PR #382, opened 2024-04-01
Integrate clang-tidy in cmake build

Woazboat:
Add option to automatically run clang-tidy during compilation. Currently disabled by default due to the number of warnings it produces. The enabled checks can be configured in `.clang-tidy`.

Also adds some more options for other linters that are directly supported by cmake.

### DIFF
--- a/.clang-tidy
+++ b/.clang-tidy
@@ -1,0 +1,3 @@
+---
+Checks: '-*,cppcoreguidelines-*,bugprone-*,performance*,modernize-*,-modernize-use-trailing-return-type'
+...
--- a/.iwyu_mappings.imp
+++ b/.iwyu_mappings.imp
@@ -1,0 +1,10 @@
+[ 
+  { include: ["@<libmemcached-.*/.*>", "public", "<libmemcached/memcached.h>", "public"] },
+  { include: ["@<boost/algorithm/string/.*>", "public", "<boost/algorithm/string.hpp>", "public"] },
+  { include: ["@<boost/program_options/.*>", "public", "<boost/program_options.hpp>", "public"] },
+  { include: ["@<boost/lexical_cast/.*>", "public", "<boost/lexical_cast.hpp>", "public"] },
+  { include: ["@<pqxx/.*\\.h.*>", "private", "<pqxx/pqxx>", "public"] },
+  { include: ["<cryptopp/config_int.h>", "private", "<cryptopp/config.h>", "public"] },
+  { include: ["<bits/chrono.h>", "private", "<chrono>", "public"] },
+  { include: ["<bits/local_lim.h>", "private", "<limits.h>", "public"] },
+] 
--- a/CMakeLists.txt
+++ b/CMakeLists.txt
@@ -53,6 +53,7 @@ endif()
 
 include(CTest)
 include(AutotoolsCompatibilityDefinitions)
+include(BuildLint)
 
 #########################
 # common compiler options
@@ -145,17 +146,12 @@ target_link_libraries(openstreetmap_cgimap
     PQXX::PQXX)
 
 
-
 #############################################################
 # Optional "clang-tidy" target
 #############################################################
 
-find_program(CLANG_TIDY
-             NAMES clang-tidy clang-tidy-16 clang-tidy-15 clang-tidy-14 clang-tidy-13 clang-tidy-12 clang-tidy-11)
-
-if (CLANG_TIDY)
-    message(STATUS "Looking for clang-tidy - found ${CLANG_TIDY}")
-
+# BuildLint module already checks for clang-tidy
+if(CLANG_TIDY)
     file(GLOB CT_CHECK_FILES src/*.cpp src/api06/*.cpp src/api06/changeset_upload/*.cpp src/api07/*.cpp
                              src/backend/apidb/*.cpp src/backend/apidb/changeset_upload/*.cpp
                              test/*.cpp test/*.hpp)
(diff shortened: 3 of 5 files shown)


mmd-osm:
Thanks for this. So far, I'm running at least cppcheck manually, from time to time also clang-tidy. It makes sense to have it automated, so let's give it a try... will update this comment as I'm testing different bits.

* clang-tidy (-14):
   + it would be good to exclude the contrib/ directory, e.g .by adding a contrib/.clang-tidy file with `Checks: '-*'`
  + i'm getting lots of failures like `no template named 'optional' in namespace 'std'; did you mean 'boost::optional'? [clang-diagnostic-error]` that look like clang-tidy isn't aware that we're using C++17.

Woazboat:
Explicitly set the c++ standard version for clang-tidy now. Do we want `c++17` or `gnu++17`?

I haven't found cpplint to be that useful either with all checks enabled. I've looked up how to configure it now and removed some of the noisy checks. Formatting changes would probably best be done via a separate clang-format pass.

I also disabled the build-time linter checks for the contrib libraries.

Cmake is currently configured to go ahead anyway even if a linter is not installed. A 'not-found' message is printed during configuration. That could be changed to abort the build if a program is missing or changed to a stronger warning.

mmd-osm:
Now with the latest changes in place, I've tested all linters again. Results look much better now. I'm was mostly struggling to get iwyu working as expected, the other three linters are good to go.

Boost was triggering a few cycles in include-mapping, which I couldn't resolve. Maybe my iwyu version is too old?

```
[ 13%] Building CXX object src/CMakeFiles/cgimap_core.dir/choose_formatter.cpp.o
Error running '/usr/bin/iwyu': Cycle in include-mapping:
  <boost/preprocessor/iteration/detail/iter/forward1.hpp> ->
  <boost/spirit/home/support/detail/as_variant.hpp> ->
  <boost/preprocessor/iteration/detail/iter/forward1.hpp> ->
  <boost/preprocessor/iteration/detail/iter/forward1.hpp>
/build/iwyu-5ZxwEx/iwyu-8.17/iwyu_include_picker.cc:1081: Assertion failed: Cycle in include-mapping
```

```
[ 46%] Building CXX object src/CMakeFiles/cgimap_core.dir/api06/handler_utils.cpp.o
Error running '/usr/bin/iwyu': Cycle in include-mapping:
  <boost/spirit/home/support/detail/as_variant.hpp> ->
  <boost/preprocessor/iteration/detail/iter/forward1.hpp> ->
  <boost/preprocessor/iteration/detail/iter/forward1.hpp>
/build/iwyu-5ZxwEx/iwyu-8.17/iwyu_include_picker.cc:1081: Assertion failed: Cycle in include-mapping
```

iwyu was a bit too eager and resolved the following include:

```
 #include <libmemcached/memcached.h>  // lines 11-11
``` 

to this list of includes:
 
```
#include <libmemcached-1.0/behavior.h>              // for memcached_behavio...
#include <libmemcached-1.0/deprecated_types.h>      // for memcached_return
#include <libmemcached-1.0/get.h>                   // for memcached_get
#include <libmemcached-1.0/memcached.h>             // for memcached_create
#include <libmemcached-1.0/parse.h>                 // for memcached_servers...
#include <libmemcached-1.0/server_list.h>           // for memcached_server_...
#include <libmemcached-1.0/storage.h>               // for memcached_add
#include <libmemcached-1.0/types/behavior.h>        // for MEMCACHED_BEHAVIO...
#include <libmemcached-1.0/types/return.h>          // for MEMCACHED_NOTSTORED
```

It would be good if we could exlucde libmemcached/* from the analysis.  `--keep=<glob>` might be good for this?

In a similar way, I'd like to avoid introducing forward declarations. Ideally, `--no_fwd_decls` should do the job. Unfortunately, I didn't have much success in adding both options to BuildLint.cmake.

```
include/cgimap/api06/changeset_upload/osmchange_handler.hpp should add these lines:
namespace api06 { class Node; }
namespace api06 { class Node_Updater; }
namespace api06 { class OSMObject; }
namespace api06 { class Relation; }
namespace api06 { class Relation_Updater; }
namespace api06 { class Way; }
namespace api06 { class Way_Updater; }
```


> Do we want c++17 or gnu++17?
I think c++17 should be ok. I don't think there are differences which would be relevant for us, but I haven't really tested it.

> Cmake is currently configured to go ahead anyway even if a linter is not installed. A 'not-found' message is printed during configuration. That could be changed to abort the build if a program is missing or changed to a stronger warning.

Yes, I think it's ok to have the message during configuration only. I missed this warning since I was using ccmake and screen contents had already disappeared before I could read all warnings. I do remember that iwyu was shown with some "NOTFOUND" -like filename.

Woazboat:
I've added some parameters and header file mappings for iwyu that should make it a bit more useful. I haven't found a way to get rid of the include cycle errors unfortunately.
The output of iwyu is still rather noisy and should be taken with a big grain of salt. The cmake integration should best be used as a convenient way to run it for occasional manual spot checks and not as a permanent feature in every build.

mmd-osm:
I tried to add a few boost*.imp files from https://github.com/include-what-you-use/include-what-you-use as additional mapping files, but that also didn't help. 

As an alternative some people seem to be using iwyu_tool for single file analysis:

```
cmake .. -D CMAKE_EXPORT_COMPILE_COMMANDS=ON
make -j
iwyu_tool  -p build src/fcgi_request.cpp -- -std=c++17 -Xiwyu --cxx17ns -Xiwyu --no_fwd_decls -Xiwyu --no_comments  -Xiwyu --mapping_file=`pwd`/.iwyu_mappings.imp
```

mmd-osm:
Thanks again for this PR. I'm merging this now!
=======
WORK ITEM -
In the data above, copy every line where the string "Building" appears.

TASK RESPONSE -
[ 13%] Building CXX object src/CMakeFiles/cgimap_core.dir/choose_formatter.cpp.o
[ 46%] Building CXX object src/CMakeFiles/cgimap_core.dir/api06/handler_utils.cpp.o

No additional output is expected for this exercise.